The situation is entirely different from situations such as a care worker arranging private time for a long married couple when it is known that this will likely include sexual activity.

 

Defective Order

October 21st, 2021 by James Goudie KC in Judicial Control, Liability and Litigation

The appeal in R ( Majera) v SSHD (2021) UKSC 46 raised a question of constitutional importance: whether it is possible to act lawfully in a manner which is inconsistent with an Order of a Judge which is defective, without first applying for, and obtaining, the variation or setting aside of that Order.
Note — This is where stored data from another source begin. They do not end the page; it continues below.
PR #4434, opened 2026-02-27
fix(core): use channel defaultLanguageCode as translation fallback in FacetService and FacetValueService

mr-mpage:
## Problem

`FacetService.findByCode()` and `FacetValueService.findAll()` both had incomplete implementations, each marked with an explicit `// TODO: Implement usage of channelLanguageCode` comment. Both methods called `translateDeep()` with only a single `LanguageCode`, ignoring `ctx.channel.defaultLanguageCode` as a fallback.

The `translateDeep()` function already supports a fallback chain via `[LanguageCode, ...LanguageCode[]]`, and the modern `TranslatorService.translate()` already uses this correctly:

```typescript
// translator.service.ts — existing correct pattern
translateDeep(translatable, [ctx.languageCode, ctx.channel.defaultLanguageCode, this.configService.defaultLanguageCode], ...)
```

Without this fallback chain, when a facet has no translation in the requested language, the fallback is always the hardcoded system `DEFAULT_LANGUAGE_CODE` (`en`) rather than the channel's configured default language.

## Impact

Any multilingual storefront where a channel's `defaultLanguageCode` is not `en` receives incorrect translation fallbacks from these methods. Both are called internally during data import:

- `importer.ts` calls `findByCode()` — affects all product CSV imports
- `populator.ts` calls `findAll()` — affects all data seeding

## Example

- Channel configured with `defaultLanguageCode: de`
- Facet has `en` and `de` translations, but not `fr`
- Request arrives with `languageCode: fr`
- **Before:** Returns the `en` translation (wrong — ignores channel default)
- **After:** Returns the `de` translation (correct — falls back to channel default)

## Changes

**`packages/core/src/service/services/facet-value.service.ts`**

```diff
-        const [repository, languageCode] = ctxOrLang instanceof RequestContext
-            ? [this.connection.getRepository(ctxOrLang, FacetValue), lang\!]
-            : [this.connection.rawConnection.getRepository(FacetValue), ctxOrLang];
-        // TODO: Implement usage of channelLanguageCode
+        const [repository, languageCode, channelLanguageCode] = ctxOrLang instanceof RequestContext
+            ? [this.connection.getRepository(ctxOrLang, FacetValue), lang\!, ctxOrLang.channel.defaultLanguageCode]
+            : [this.connection.rawConnection.getRepository(FacetValue), ctxOrLang, undefined];
         return repository
             .find({ relations: ['facet'] })
             .then(facetValues => facetValues.map(facetValue =>
-                translateDeep(facetValue, languageCode, ['facet'])));
+                translateDeep(facetValue, channelLanguageCode ? [languageCode, channelLanguageCode] : languageCode, ['facet'])));
```

**`packages/core/src/service/services/facet.service.ts`**

```diff
-        const [repository, facetCode, languageCode] = ctxOrFacetCode instanceof RequestContext
-            ? [this.connection.getRepository(ctxOrFacetCode, Facet), facetCodeOrLang, lang\!]
-            : [this.connection.rawConnection.getRepository(Facet), ctxOrFacetCode, facetCodeOrLang as LanguageCode];
-        // TODO: Implement usage of channelLanguageCode
+        const [repository, facetCode, languageCode, channelLanguageCode] = ctxOrFacetCode instanceof RequestContext
+            ? [this.connection.getRepository(ctxOrFacetCode, Facet), facetCodeOrLang, lang\!, ctxOrFacetCode.channel.defaultLanguageCode]
+            : [this.connection.rawConnection.getRepository(Facet), ctxOrFacetCode, facetCodeOrLang as LanguageCode, undefined];
         return repository
             .findOne({ where: { code: facetCode }, relations })
             .then(facet =>
-                (facet && translateDeep(facet, languageCode, ['values', ['values', 'facet']])) ?? undefined);
+                (facet && translateDeep(facet, channelLanguageCode ? [languageCode, channelLanguageCode] : languageCode, ['values', ['values', 'facet']])) ?? undefined);
```

## Tests

Added `packages/core/e2e/facet-translation-fallback.e2e-spec.ts`.

Setup: German (`de`) added to global available languages; second channel created with `defaultLanguageCode: de`; a facet named "Marke" created with EN + DE translations only (no FR), containing a value named "Acme".

| Test | Method | Entity type | Language requested | Expected result |
|------|---------|-------------|-------------------|-----------------|
| exact match | `findByCode()` | Facet | `de` | `Marke (DE)` |
| fallback | `findByCode()` | Facet | `fr` (no translation) | `Marke (DE)` — channel default |
| exact match | `findAll()` | FacetValue | `de` | `Acme (DE)` |
| fallback | `findAll()` | FacetValue | `fr` (no translation) | `Acme (DE)` — channel default |

The fallback tests are the regression case: before the fix, requesting `fr` with no French translation would fall through to `en` (the hardcoded system default), returning `Brand (EN)` / `Acme (EN)` instead of the channel's configured German default.


mr-mpage:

The answer, reversing the Court of Appeal, is: No.

 

The Test of Irrationality

October 13th, 2021 by James Goudie KC in Judicial Control, Liability and Litigation

In Pantellerisco v SoS for Work & Pensions (2021) EWCA Civ 1454 Underhill LJ for the Court of Appeal says, at para 56, that the “degree of intensity” with which the Court will review the reasonableness of a public law act or decision “ varies “according to the “nature” of the decision in question, and, at para 57, that in the context of governmental decisions in the field of “social and economic policy” the administrative law test of unreasonableness is generally applied with “considerable care and caution.” The approach of the Courts is in general to accord a “high level of respect” to the judgment of public authorities in that field. This respects the “separation of powers” between the judiciary and the elected branches of government.